Love the video, Jay, that's actaully better than the Audi web site:thumb:


----------



## a4ndy (Aug 18, 2006)

very nice


----------



## Exclusive Car Care (Jan 14, 2007)

Danno1975 said:


> Love the video, Jay, that's actaully better than the Audi web site:thumb:


Thanks Danno:thumb: the vid i didnt do, someone else done that for me



a4ndy said:


> very nice


:thumb::thumb:


----------



## MrLOL (Feb 23, 2007)

Gleamingkleen said:


> correct, only tweaking in photoshop is border added and pics slightly sharpened :thumb::thumb:


i never have much look with photoshop.

Always seem to end making things worse


----------



## Jesse74 (Jul 19, 2008)

Nice work, Jay!
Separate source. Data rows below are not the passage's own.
PR #583, opened 2025-12-09
Migrating cluster commands to Kong

JoeColeman95:
Migrated the cluster commands from Cobra to Kong

Added signal aware context to allow the command to be gracefully cancelled as this would of been background otherwise (could be messy for a lot of clusters), only change worth noting as would of been a little worse moving to Kong otherwise due to change in context.

Tested as working locally

### DIFF
--- a/main.go
+++ b/main.go
@@ -105,8 +105,8 @@ type (
 )
 
 // Delegation methods, we should delete when native Kong implementations ready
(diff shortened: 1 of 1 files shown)


JoeColeman95:
#582 I accidentally pushed list.go, this is non-breaking, but worth noting as it's not showing here on this PR. This is why we do 1 at a time 🥇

Especially the engine bay! BTW, what video editor are you using?


----------



## MrLOL (Feb 23, 2007)

i dont know for definate, but the transition styles look like the ones available in sony vegas.


----------



## Exclusive Car Care (Jan 14, 2007)

Clever Nickname said:


> what video editor are you using?





MrLOL said:


> i dont know for definate, but the transition styles look like the ones available in sony vegas.


not to sure as I did not do the vids.. my neighbour has been doing them for me. I will see if I can find out and will let you know:thumb:


----------